Consider the curve $y = x{{\text{e}}^x}$ and the line $y = kx,{\text{ }}k \in \mathbb{R}$.

(a)     Let k = 0.

(i)     Show that the curve and the line intersect once.

(ii)     Find the angle between the tangent to the curve and the line at the point of intersection.

(b)     Let k =1. Show that the line is a tangent to the curve.

(c)     (i)     Find the values of k for which the curve $y = x{{\text{e}}^x}$ and the line $y = kx$ meet in two distinct points.

(ii)     Write down the coordinates of the points of intersection.

(iii)     Write down an integral representing the area of the region A enclosed by the curve and the line.

(iv)     Hence, given that $0 < k < 1$, show that $A < 1$.

(a)     (i)     $x{{\text{e}}^x} = 0 \Rightarrow x = 0$     A1

so, they intersect only once at (0, 0)

(ii)     $y' = {{\text{e}}^x} + x{{\text{e}}^x} = (1 + x){{\text{e}}^x}$     M1A1

$y'(0) = 1$     A1

$\theta = \arctan 1 = \frac{\pi }{4}{\text{ }}(\theta = 45^\circ )$     A1

[5 marks]

(b)     when $k = 1,{\text{ }}y = x$

$x{{\text{e}}^x} = x \Rightarrow x({{\text{e}}^x} - 1) = 0$     M1

$\Rightarrow x = 0$     A1

$y'(0) = 1$ which equals the gradient of the line $y = x$     R1

so, the line is tangent to the curve at origin     AG

Note: Award full credit to candidates who note that the equation $x({{\text{e}}^x} - 1) = 0$ has a double root x = 0 so y = x is a tangent.

[3 marks]

(c)     (i)     $x{{\text{e}}^x} = kx \Rightarrow x({{\text{e}}^x} - k) = 0$     M1

$\Rightarrow x = 0{\text{ or }}x = \ln k$     A1

$k > 0{\text{ and }}k \ne 1$     A1

(ii)     (0, 0) and $(\ln k,{\text{ }}k\ln k)$     A1A1

(iii)     $A = \left| {\int_0^{\ln k} {kx - x{{\text{e}}^x}{\text{d}}x} } \right|$     M1A1

Note: Do not penalize the omission of absolute value.

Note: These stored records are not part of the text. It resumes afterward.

PR #3743, opened 2022-08-15
Migrate analysis, functional and testing to utils

alanmcruickshank:
This addresses and issue I raised on slack:

> Triggered by a few things:
> - I was talking to @WittierDinosaur about the RuleContext which is passed around during linting. We do quite a lot to populate it with data pre-emptively and it also complicates rules significantly when passed around. It would be better if we could lighten the context.
> - I've been thinking about how to streamline the core part of sqlfluff to make it easier to make changes within it, potentially also to rationalise how testing happens - in that we could have a slimmer test suite for core which runs first before triggering the others.
> - I've been trying to work out where I put the reflow routines and how we might interact with them. So far I've been thinking that they should sit outside core but importable by rules which need them. I'd also love to take a leaf from some of the functional work that's been done so far.
> - Looking at the sqlfluff.core.rules.analysis and sqlfluff.core.rules.functional modules, they're both only really used by rules and nothing else in the core library depends on them (except the latter as a way of making it easy to import).

> How do people feel like me making a sqlfluff.util or sqlfluff.analysis module which would house analysis and functional  (and eventually reflow) and bringing them out of core. The only downside I can see for this is that rules that want to use the functional approach would have to import it directly rather than accessing it directly from the context. In the process I would propose slimming down the context significantly and allowing more options for rules to pull what they need rather than being provided it by default.

This is a draft of what I'm talking about. This would eventually be where the reflow utils will live.


src/sqlfluff/utils/functional/context.py
```diff
@@ -0,0 +1,54 @@
+"""Define FunctionalContext class."""
+
+from sqlfluff.utils.functional import Segments
+from sqlfluff.core.rules import RuleContext
+
+
+class FunctionalContext:
```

(iv)     attempt at integration by parts to find $\int {x{{\text{e}}^x}{\text{d}}x}$     M1

$\int {x{{\text{e}}^x}{\text{d}}x}  = x{{\text{e}}^x} - \int {{{\text{e}}^x}{\text{d}}x = {{\text{e}}^x}(x - 1)}$     A1

as $0 < k < 1 \Rightarrow \ln k < 0$     R1

$A = \int_{\ln k}^0 {kx - x{{\text{e}}^x}{\text{d}}x = \left[ {\frac{k}{2}{x^2} - (x - 1){{\text{e}}^x}} \right]_{\ln k}^0}$     A1

$= 1 - \left( {\frac{k}{2}{{(\ln k)}^2} - (\ln k - 1)k} \right)$     A1

$= 1 - \frac{k}{2}\left( {{{(\ln k)}^2} - 2\ln k + 2} \right)$

$= 1 - \frac{k}{2}\left( {{{(\ln k - 1)}^2} + 1} \right)$     M1A1

since $\frac{k}{2}\left( {{{(\ln k - 1)}^2} + 1} \right) > 0$     R1

$A < 1$     AG

[15 marks]

Total [23 marks]

Many candidates solved (a) and (b) correctly but in (c), many failed to realise that the equation $x{{\text{e}}^x} = kx$ has two roots under certain conditions and that the point of the question was to identify those conditions. Most candidates made a reasonable attempt to write down the appropriate integral in (c)(iii) with the modulus signs and limits often omitted but no correct solution has yet been seen to (c)(iv).